PR #2308, opened 2026-07-03
vt: reprogram display controller on KDSETMODE KD_TEXT for active window

Defenso-QTH:
When a graphical application (X.Org display server, Wayland compositor) calls KDSETMODE to set the active VT back to KD_TEXT, vt(4) does not reset the CRTC to point to its framebuffer, leaving the last image of the graphical application visible instead of the text console until the next VT switch.

Add a call to vd_postswitch to reset the CRTC, set VDF_INVALID to force a redraw and schedule the flush timer, like vt(4) does in vt_window_switch().

### DIFF
--- a/sys/dev/vt/vt_core.c
+++ b/sys/dev/vt/vt_core.c
@@ -2924,6 +2924,23 @@ skip_thunk:
 		case KD_TEXT:
 		case KD_TEXT1:
 		case KD_PIXEL:
+			if ((vw->vw_flags & VWF_GRAPHICS) &&
+			    vw == vd->vd_curwindow) {
+				/*
+				 * When leaving graphics mode on the currently
+				 * active window, reprogram the display
+				 * controller back to text mode immediately.
+				 * Without this, the CRTC retains the graphical
+				 * state and the console stays invisible until
+				 * the next VT switch.
+				 */
+				VT_LOCK(vd);
+				vd->vd_flags |= VDF_INVALID;
+				VT_UNLOCK(vd);
+				if (vd->vd_driver->vd_postswitch)
+					vd->vd_driver->vd_postswitch(vd);
+				vt_resume_flush_timer(vw, 0);
+			}
 			vw->vw_flags &= ~VWF_GRAPHICS;
 			break;
 		case KD_GRAPHICS:
--- a/sys/dev/vt/vt_core.c
+++ b/sys/dev/vt/vt_core.c
@@ -2923,9 +2923,31 @@ skip_thunk:
 		switch (*(int *)data) {
 		case KD_TEXT:
 		case KD_TEXT1:
-		case KD_PIXEL:
+		case KD_PIXEL: {
+			bool restore = false;
+			VT_LOCK(vd);
+			if ((vw->vw_flags & VWF_GRAPHICS) &&
+			    vw == vd->vd_curwindow) {
+				/*
+				 * When leaving graphics mode on the currently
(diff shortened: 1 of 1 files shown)


sys/dev/vt/vt_core.c
```diff
@@ -2924,6 +2924,23 @@ vtterm_ioctl(struct terminal *tm, u_long cmd, caddr_t data,
 		case KD_TEXT:
 		case KD_TEXT1:
 		case KD_PIXEL:
+			if ((vw->vw_flags & VWF_GRAPHICS) &&
+			    vw == vd->vd_curwindow) {
```
VexedUXR, line 2930: `VT_LOCK` should be held before this check to avoid a race with `vt_window_switch`.

VexedUXR (changes requested):
I think this patch is okay, but `VT_LOCK` should called before accessing `vd->vd_curwindow`.

Looking at the drm-kmod side of things, linux passes a "force" flag to `__drm_fb_helper_restore_fbdev_mode_unlocked` when switching modes in this case [1]. That flag is always false on FreeBSD. I'm not sure what the repercussions for this are...

[1] https://github.com/freebsd/drm-kmod/blob/8378b4d738751/drivers/gpu/drm/drm_fb_helper.c#L1384

sys/dev/vt/vt_core.c
Defenso-QTH: Done.

Defenso-QTH (commented):
Moved the lock before accessing `vd_curwindow`.

Defenso-QTH:
> Looking at the drm-kmod side of things, linux passes a "force" flag to `__drm_fb_helper_restore_fbdev_mode_unlocked` when switching modes in this case [1]. That flag is always false on FreeBSD. I'm not sure what the repercussions for this are...
> 
> [1] https://github.com/freebsd/drm-kmod/blob/8378b4d738751/drivers/gpu/drm/drm_fb_helper.c#L1384

From what I understand, Linux needs this because `systemd-logind` keeps DRM master even when applications close. On FreeBSD, we do not have `logind`. `xorg` does drop master before issuing KDSETMODE, and so does `seatd`.

### `xorg`
https://gitlab.freedesktop.org/xorg/xserver/-/blob/master/hw/xfree86/common/xf86Init.c#L805
In `ddxGiveUp`:
* `xf86Screens[i]->LeaveVT` drops DRM master
* `xf86CloseConsole` sets KD_TEXT

### `seatd`
https://git.sr.ht/~kennylevinsen/seatd/tree/9d1f83e2825442c4aeca467160c918f7ff128392/item/seatd/seat.c#L254
* `seat_close_device` drops DRM master
* `vt_close` sets KD_TEXT

Defenso-QTH:
Following additional testing, I confirm the bug only manifests when several applications (e.g. wayland compositors) are holding holding fds to the drm device and the currently displayed one is closed.

This can be explained by this check in `drm-kmod`: https://github.com/freebsd/drm-kmod/blob/512101d90dcd2fc69419986d898f0cee4e83042d/drivers/gpu/drm/drm_file.c#L438

I still believe this is a `vt` bug worth patching. `vt` is supposed to tell the graphics driver what to do, not let it figure it out in its own.

emaste:
I've added this to my staging tree, and expect to take a look soon.

VexedUXR (approved):
I think this looks good.

Thanks for putting up with my quest to figure out what exactly was going on!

* * * * * * * * *

--- ABOUT THIS EXERCISE ---
Search the data above for the word "figure", then gather each line in which it appears.

--- RESPONSE ---
I still believe this is a `vt` bug worth patching. `vt` is supposed to tell the graphics driver what to do, not let it figure it out in its own.
Thanks for putting up with my quest to figure out what exactly was going on!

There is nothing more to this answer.